Pour y arriver, le bilan de mi-parcours produit par le ministère de l’Environnement propose par exemple l’instauration d’un système de redevance-remise (bonus-malus), qui récompense l’achat de véhicules moins polluants et pénalise celui de véhicules énergivores.

Dans son avis, le Comité-conseil sur les changements climatiques écrit à ce sujet que « le Québec ne peut se contenter de subventionner les véhicules électriques » comme il le fait actuellement.

Pas pour l’instant

La ministre Melançon indique que la vision du gouvernement en matière de transport sera révélée sous peu lors de la publication de la nouvelle politique de mobilité durable. Cela dit, elle semble déjà écarter déjà l’idée d’un bonus-malus.

« On n’en est pas là, a-t-elle répondu. Il y a des programmes qui doivent d’abord et avant tout être plus performants. On pense qu’on peut y arriver avant d’aller dans cette direction. »

La ministre fait valoir qu’il faut laisser le temps aux mesures en place de produire les effets escomptés, en évoquant par exemple le plan d’action en électrification des transports et la norme véhicules zéro émission. Cette dernière est entrée en vigueur le 11 janvier dernier et devrait permettre d’accroître l’offre de véhicules électriques chez les concessionnaires québécois.

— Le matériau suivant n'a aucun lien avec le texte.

PR #1268, opened 2024-03-20
Add VBS and Merklized State support

imabdulbasit:
This PR:
- adds VBS support (https://github.com/EspressoSystems/espresso-sequencer/pull/1189) 
- Merklized State storage and queries (https://github.com/EspressoSystems/hotshot-query-service/pull/473)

En fermant la porte au bonus-malus, le responsable de la campagne Climat-Énergie à Greenpeace Canada, Patrick Bonin, estime plutôt que le gouvernement Couillard « manque de volonté politique et de courage ». « Le gouvernement craint potentiellement de déplaire à un électorat qu’il veut séduire », juge-t-il.

Avec Alexandre Shields

La ministre Melançon dit « non » à l’exploitation d’énergies fossiles

S’il n’en tenait qu’à elle, la ministre de l’Environnement, Isabelle Melançon, fermerait la porte à l’exploitation des énergies fossiles au Québec. Dans le contexte des efforts supplémentaires qui doivent être faits pour lutter contre les changements climatiques, est-ce qu’il vous apparaît raisonnable ou même souhaitable d’ouvrir la porte à l’exploitation des énergies fossiles au Québec ? « Certainement pas, non », a laissé tomber vendredi la ministre Melançon. « De mon côté, les énergies fossiles, c’est non merci », a-t-elle insisté. Cette position tranche avec le point de vue défendu par le gouvernement, qui a plutôt décidé d’autoriser les projets des pétrolières et des gazières sur le territoire. Le ministre de l’Énergie et des Ressources naturelles, Pierre Moreau, doit d’ailleurs publier sous peu les règlements de mise en oeuvre de la première Loi sur les hydrocarbures de l’histoire du Québec.